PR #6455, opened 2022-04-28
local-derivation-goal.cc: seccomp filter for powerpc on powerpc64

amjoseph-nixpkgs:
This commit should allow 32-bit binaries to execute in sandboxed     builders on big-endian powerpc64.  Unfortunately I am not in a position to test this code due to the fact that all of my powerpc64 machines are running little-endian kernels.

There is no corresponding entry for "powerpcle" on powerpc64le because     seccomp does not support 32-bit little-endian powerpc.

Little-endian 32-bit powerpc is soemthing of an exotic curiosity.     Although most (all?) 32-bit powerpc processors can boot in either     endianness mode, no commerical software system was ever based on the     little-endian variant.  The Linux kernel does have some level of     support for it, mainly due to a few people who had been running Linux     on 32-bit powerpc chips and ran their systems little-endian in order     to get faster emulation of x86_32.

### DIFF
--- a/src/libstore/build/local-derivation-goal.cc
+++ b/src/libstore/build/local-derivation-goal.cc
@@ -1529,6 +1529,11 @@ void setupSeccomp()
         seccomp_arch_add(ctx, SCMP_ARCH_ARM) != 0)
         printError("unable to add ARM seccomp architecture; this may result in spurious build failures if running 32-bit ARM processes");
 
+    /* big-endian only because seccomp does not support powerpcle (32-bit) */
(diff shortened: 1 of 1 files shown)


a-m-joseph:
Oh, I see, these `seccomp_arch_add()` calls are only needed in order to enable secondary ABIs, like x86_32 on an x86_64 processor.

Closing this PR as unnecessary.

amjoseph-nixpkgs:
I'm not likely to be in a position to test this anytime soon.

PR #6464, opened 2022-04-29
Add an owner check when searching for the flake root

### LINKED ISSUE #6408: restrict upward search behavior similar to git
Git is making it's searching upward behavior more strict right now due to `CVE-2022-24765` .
--------------------------------------------------
Your assignment :: Of the entries above, tally the lines with "upward" in them. Only the total should be given.

Written solution :: 2